Task: Return, from the data below, each line that contains the word "which".

Task data:
PR #193, opened 2023-06-27
Add http2_request example in sh2lib component

mahavirj:
This example depends on sh2lib abstraction layer for HTTP/2 protocol with TLS. Hence, its kept inside the sh2lib component itself.

Note: ESP-IDF version prior to 5.2 had this example as a part of it but it will be removed starting 5.2 release.

# Checklist

NA - Adding example inside an existing component

# Change description


sh2lib/examples/http2_request/pytest_http2_request.py
```diff
@@ -0,0 +1,56 @@
...
+    except Exception as msg:
+        logging.info('Exception occurred when connecting to {}: {}'.format(TEST_SERVER, msg))
+        return False
+    finally:
+        conn.close()
+
+
+@pytest.mark.esp32
+@pytest.mark.ethernet
+def test_examples_protocol_http2_request(dut: Dut) -> None:
```
hfudev, line 33: from idf_build_apps.constants import IDF_VERSION_MAJOR

@pytest.mark.skipif(IDF_VERSION_MAJOR < 4, reason='does not support old releases')

hmalpani: Or we can use `--collect-app-info` with `idf-build-apps` while building the examples and then use `app-info-filepattern` while running the examples. This is the way we do in ESP-IDF CI?

hfudev: Also need to modify the `conftest.py`, which will make it more complicated. I don't recommend following the ESP-IDF CI in this repo, that's too complex.

mahavirj: Thanks, added the change.

hmalpani (approved):

PR #76, opened 2016-10-11
Fixed TLB entry not invalidated due to bad asid mask

goniz:
Hello

I'm using your platform as a reference in my own hobby educational OS and I've found this typo while debugging..
It seems to cause pmap_map() to fail invalidating TLB entries and this affects mapping a PFN1 page while PFN0 is already mapped or the other way around.


coodie:
I might not be head of the project, but it's obvious bug and should be fixed asap. Thanks a lot for your contribution, I hope the debugging session didn't take too long :).

PR #77, opened 2016-10-11
Fixed C0_PAGEMASK garbage values in tlb_overwrite_random()

goniz:
tlb_overwrite_random() assumed to be given a forth argument to write to C0_PAGEMASK
but C function declaration did not reflect this argument and was called without it.
the PageMask register might be overwritten with garbage data


coodie:
Again - obvious bug, and again - thanks for fixing!

PR #78, opened 2016-10-14
Fixed wrong bitmask in status register in user_exc_enter()

goniz:
The status register SR_KSU bits are: 0 for kernel, 1 for supervisor, 2 for user
Before this commit, user_exc_enter() 'turned off' the kernel-bits instead of the user-bits

### DIFF
--- a/mips/exc.S
+++ b/mips/exc.S
@@ -73,7 +73,7 @@ user_exc_enter:
 
         # Turn off FPU, enter kernel mode,
         # drop exception level and disable interrupts.
-        li      $t1, ~(SR_CU1|SR_KSU_KERN|SR_EXL|SR_IE)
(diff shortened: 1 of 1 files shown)


cahirwpz:
I don't have access to header files from the toolchain right now. Could you tell me what are the values of `SR_KSU_*` definitions?

goniz:
`#define SR_KSU_MASK	0x00000018	/* ksu mode mask */
#define SR_KSU_SHIFT		 3
#define SR_KSU_BITS		 2
#define SR_KSU_USER	0x00000010	/* user mode */
#define SR_KSU_SPVS	0x00000008	/* supervisor mode */
#define SR_KSU_KERN	0x00000000	/* kernel mode */`

cahirwpz:
Please use `SR_KSU_MASK` instead of `SR_KSU_USER` then. Thanks for pointing out the bug!

goniz:
Good point!
Done.

PR #79, opened 2016-10-19
Imported used smallclib sources

rafalcieslak:
The most recent release of Imgtech's MIPS SDK does not include the MIPS Bare Metal SmallCLib, which is now provided as a separate download.

It will be convenient to import the parts of smallclib that we use into our source, instead of pulling these files from the toolchain during compilation. I did my best for this change to have minimal impact on our existing code.


cahirwpz:
Just a quick question – would it be possible to (quickly) replace those files with corresponding implementations from BSD libc?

Your response:
hfudev: Also need to modify the `conftest.py`, which will make it more complicated. I don't recommend following the ESP-IDF CI in this repo, that's too complex.
The most recent release of Imgtech's MIPS SDK does not include the MIPS Bare Metal SmallCLib, which is now provided as a separate download.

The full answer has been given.